Task goal ->
Copy each line of the records that holds the string "queries".

[Saved data entries]
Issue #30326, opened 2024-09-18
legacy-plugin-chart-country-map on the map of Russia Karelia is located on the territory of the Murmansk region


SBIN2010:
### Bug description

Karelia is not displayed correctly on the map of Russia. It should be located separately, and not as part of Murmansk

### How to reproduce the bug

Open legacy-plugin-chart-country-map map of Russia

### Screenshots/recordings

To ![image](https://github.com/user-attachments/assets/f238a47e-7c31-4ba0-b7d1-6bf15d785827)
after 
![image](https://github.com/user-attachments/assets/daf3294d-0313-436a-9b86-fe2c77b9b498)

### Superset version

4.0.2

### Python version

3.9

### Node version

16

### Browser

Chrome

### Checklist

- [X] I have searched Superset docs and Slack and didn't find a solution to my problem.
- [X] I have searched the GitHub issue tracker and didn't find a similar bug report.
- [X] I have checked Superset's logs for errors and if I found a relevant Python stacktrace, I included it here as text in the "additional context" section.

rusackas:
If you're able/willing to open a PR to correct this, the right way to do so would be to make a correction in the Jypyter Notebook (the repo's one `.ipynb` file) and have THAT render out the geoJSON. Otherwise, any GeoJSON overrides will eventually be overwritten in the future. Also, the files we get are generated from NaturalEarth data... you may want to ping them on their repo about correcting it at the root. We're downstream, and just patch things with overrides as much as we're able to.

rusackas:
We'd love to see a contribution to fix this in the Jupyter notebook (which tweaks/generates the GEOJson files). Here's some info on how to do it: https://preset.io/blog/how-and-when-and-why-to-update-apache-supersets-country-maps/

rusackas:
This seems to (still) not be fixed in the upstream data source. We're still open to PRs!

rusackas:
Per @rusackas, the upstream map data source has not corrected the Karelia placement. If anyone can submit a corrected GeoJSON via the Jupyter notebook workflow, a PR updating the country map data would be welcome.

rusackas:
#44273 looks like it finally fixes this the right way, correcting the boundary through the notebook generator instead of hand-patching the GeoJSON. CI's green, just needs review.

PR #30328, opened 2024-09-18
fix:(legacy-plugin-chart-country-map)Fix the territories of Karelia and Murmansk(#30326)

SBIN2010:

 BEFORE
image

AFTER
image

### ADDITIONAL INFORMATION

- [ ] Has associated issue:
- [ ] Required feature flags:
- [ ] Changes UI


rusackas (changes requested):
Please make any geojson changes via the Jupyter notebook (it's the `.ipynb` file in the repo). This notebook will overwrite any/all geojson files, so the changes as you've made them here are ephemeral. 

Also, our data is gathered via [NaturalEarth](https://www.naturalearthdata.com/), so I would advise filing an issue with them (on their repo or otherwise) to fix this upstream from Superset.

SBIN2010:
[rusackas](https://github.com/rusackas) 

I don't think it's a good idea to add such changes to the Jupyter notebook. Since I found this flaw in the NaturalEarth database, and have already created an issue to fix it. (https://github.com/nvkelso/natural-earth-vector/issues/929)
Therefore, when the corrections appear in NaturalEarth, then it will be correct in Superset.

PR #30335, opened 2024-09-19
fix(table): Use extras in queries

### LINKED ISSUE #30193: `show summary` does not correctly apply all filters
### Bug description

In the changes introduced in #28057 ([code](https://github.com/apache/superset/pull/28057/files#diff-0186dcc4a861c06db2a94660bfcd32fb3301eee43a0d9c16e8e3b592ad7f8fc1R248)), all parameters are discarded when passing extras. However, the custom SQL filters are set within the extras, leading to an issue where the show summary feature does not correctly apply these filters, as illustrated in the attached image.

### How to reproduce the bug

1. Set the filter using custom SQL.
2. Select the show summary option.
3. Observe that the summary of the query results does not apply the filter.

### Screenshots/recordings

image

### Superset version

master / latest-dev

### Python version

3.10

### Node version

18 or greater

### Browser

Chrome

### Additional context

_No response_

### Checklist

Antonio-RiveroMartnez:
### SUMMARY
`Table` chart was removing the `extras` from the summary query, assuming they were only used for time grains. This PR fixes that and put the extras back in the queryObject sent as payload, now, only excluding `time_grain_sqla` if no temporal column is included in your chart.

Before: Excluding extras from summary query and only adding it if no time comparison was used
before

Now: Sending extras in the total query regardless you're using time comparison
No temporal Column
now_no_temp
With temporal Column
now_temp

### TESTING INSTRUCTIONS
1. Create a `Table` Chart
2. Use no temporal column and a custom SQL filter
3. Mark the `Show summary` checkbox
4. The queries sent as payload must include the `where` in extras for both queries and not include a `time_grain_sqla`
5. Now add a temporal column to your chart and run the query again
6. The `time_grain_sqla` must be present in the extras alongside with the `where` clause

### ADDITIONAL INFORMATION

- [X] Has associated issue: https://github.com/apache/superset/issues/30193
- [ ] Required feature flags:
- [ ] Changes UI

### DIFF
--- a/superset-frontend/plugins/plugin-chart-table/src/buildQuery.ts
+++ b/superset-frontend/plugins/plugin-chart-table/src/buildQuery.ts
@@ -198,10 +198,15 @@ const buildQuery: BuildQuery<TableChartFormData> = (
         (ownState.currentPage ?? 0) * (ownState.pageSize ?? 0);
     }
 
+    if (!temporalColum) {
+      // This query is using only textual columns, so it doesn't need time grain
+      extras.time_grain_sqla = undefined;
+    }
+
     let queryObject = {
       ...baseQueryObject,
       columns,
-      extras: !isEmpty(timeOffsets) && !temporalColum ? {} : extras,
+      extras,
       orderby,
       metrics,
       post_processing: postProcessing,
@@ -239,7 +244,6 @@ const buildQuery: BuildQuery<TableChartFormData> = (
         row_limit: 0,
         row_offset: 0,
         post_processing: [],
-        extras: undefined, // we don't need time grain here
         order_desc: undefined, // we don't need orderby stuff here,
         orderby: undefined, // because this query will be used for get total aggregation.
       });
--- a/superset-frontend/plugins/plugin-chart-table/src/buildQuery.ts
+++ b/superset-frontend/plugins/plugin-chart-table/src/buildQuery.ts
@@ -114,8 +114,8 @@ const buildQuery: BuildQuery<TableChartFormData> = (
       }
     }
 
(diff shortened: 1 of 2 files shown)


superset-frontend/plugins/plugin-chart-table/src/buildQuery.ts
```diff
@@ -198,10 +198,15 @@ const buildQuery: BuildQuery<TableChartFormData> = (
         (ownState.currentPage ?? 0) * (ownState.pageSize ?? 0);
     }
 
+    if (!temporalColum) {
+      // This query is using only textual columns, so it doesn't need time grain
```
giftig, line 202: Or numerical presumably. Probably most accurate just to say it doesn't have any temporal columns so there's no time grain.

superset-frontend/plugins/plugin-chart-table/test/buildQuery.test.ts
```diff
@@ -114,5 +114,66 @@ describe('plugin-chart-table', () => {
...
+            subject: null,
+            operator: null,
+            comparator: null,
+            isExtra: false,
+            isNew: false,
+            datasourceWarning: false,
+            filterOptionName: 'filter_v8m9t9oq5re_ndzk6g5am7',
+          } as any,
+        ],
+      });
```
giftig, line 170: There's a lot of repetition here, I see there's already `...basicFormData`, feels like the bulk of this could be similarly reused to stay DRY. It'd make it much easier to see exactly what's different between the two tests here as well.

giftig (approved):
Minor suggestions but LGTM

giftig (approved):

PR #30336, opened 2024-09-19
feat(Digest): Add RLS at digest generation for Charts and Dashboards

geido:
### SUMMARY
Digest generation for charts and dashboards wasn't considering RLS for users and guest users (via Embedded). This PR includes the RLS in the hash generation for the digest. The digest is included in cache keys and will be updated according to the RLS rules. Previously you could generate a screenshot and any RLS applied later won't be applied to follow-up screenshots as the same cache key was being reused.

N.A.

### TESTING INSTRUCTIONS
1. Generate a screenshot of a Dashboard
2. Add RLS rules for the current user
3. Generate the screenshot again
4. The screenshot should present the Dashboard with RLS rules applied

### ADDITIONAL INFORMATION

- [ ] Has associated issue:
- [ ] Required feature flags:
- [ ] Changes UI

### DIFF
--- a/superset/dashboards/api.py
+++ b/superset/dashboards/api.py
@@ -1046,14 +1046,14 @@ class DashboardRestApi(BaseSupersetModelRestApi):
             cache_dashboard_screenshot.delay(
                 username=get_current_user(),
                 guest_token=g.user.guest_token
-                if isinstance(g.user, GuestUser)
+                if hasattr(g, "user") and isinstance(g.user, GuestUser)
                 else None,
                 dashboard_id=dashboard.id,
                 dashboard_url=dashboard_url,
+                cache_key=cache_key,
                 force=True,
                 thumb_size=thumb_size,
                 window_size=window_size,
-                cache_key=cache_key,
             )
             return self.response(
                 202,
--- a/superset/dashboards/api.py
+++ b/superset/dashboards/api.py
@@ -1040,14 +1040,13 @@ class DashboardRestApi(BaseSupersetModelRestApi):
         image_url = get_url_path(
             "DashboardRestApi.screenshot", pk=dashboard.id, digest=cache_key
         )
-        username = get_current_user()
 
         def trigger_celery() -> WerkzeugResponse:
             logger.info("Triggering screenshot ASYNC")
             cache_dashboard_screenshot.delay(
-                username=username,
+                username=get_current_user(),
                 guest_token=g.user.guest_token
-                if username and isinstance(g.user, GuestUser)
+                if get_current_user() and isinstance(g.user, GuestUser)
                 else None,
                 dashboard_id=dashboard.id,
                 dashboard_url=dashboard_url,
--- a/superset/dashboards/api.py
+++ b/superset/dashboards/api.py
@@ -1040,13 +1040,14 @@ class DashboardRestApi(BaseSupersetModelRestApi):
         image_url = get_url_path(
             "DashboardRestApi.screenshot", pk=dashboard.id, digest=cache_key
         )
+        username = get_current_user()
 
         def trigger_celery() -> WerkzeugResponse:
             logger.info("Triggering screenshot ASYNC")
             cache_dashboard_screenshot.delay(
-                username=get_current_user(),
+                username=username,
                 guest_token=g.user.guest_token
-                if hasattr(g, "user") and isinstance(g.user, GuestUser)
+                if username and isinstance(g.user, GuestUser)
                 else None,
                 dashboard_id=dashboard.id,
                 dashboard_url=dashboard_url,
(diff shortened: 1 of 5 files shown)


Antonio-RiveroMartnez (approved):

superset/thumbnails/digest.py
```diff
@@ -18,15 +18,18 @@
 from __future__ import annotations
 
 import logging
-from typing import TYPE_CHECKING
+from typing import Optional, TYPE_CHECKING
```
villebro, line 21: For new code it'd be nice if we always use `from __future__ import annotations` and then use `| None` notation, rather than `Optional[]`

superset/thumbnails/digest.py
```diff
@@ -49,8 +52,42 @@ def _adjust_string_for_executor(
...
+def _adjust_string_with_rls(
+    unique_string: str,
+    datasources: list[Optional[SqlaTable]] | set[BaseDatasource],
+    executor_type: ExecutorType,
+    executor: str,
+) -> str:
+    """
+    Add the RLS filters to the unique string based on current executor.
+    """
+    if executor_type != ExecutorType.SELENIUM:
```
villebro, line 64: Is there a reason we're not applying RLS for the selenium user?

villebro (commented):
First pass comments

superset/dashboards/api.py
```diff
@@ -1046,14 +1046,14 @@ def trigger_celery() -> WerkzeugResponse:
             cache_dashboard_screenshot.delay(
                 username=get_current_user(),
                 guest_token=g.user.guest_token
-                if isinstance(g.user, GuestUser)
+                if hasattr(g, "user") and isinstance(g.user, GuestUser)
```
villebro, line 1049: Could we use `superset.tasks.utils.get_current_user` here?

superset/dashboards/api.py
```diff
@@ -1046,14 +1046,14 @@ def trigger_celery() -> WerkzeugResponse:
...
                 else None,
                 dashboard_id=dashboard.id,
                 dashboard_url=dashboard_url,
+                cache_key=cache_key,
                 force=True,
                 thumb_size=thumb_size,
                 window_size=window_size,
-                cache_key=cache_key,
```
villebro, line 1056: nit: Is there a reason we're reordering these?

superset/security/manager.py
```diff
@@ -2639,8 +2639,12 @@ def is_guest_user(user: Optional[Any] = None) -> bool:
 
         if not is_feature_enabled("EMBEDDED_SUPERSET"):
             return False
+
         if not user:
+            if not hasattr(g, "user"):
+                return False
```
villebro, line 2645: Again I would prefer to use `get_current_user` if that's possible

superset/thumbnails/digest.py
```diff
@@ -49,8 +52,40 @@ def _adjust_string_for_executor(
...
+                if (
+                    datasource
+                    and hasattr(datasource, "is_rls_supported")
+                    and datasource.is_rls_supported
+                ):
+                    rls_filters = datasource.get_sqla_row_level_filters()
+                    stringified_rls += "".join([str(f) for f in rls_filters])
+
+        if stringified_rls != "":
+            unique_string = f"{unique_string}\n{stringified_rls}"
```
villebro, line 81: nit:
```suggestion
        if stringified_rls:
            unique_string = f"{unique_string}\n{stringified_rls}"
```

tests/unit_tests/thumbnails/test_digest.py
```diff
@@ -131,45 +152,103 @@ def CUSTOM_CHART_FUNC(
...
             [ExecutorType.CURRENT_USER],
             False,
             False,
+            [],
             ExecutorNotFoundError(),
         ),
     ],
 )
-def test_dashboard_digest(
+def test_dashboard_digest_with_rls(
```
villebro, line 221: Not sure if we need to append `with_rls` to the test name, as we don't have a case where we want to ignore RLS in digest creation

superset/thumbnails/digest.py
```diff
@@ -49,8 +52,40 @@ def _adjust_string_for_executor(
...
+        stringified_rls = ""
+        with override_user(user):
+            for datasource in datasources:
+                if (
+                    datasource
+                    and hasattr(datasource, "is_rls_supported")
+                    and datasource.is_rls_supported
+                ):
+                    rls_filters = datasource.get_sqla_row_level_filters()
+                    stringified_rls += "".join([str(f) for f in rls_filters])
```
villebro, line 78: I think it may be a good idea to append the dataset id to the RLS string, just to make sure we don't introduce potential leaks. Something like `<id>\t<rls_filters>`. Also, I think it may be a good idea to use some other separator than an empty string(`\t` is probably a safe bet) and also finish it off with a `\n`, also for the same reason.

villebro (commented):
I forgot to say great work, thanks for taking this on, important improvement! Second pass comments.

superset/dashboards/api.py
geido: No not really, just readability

Solution to the problem ->
fix(table): Use extras in queries
4. The queries sent as payload must include the `where` in extras for both queries and not include a `time_grain_sqla`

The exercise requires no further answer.